- **WORK TASK**
Copy exactly the lines of the records below, and only those lines, beginning with the line that contains "PR #1208, opened 2019-10-25" and ending with the line that contains "[ote.db.transport-operator :as t-operator]".

- **Collected data**
-------------------------

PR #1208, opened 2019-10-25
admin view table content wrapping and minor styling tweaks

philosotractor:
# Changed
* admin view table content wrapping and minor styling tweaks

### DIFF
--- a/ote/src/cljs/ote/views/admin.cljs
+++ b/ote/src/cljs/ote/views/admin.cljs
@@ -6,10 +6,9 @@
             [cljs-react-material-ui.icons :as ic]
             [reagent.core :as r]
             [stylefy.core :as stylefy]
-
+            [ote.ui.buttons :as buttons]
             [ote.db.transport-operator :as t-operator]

-------------------------

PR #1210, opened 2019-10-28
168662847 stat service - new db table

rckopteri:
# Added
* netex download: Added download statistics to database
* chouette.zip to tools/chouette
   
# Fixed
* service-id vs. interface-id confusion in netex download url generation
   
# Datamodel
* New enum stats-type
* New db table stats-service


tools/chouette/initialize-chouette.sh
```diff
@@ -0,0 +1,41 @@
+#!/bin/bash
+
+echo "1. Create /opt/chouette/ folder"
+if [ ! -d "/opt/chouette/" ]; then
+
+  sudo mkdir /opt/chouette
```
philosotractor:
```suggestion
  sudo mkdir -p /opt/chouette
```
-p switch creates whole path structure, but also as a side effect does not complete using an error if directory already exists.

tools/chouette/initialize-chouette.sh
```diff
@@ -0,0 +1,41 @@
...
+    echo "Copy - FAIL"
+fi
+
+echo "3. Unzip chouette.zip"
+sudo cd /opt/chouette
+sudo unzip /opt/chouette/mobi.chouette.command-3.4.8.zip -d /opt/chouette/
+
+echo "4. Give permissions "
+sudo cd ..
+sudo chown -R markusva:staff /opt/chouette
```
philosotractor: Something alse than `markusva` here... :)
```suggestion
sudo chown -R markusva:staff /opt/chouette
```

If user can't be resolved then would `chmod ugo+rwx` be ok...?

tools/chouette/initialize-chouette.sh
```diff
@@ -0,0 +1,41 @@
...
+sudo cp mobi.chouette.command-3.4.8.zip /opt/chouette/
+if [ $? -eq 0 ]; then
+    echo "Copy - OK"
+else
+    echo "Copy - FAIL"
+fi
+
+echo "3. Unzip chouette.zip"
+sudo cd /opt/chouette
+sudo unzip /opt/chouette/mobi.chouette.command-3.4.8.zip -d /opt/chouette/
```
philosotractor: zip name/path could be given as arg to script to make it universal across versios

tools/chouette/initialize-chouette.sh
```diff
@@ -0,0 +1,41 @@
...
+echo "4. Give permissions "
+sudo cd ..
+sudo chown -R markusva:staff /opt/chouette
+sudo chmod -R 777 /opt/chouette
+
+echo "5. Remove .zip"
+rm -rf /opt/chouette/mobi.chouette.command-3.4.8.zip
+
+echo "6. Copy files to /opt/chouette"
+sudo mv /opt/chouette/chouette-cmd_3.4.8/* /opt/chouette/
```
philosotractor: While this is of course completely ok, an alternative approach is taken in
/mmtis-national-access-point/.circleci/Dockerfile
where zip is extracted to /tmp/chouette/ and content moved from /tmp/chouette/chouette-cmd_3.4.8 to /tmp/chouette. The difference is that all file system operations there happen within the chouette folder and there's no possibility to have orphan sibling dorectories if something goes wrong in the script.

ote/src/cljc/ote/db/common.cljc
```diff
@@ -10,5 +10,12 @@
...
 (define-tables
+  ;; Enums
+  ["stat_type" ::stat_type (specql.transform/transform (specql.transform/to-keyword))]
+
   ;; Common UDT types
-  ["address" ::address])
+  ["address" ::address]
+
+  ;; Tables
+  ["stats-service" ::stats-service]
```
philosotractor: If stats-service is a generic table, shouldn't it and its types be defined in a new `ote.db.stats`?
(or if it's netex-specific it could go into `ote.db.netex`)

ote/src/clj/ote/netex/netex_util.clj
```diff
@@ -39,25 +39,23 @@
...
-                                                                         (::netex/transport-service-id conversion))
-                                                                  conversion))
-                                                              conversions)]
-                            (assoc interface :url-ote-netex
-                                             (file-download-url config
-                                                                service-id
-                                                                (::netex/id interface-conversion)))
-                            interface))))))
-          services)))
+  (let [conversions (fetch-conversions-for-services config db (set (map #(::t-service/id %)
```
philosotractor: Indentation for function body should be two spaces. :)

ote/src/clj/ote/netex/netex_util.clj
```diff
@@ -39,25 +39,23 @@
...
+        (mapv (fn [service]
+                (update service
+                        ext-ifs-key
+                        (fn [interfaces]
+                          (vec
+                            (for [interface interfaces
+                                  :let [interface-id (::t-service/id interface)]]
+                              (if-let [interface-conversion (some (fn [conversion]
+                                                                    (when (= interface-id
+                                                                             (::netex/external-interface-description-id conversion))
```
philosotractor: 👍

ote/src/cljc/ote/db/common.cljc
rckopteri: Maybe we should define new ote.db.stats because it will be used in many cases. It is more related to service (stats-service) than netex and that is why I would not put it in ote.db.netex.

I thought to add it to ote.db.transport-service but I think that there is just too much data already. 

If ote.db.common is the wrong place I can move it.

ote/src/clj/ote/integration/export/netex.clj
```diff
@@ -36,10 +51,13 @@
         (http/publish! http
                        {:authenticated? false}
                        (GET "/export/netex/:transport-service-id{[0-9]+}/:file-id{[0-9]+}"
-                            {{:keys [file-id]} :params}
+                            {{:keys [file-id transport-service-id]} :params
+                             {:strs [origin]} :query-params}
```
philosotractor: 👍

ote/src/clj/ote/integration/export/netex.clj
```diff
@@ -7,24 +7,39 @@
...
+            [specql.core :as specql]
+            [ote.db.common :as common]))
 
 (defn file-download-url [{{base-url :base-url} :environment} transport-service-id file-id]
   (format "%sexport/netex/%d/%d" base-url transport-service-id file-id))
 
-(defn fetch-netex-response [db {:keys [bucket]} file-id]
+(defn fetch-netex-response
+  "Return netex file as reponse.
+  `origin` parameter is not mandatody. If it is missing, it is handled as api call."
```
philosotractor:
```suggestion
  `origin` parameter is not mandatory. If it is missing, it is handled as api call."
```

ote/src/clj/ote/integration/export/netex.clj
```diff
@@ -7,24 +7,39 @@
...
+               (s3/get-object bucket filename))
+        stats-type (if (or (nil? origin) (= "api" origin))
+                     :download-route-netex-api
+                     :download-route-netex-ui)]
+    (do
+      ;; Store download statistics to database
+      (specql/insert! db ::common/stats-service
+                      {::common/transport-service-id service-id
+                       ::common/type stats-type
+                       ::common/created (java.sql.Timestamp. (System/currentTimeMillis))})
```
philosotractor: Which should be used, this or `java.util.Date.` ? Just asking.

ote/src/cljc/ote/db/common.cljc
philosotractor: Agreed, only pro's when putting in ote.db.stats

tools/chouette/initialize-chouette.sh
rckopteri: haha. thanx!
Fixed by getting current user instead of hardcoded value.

-------------------------

- **SOLUTION TO THE EXERCISE**
PR #1208, opened 2019-10-25
admin view table content wrapping and minor styling tweaks

philosotractor:
# Changed
* admin view table content wrapping and minor styling tweaks

### DIFF
--- a/ote/src/cljs/ote/views/admin.cljs
+++ b/ote/src/cljs/ote/views/admin.cljs
@@ -6,10 +6,9 @@
             [cljs-react-material-ui.icons :as ic]
             [reagent.core :as r]
             [stylefy.core :as stylefy]
-
+            [ote.ui.buttons :as buttons]
             [ote.db.transport-operator :as t-operator]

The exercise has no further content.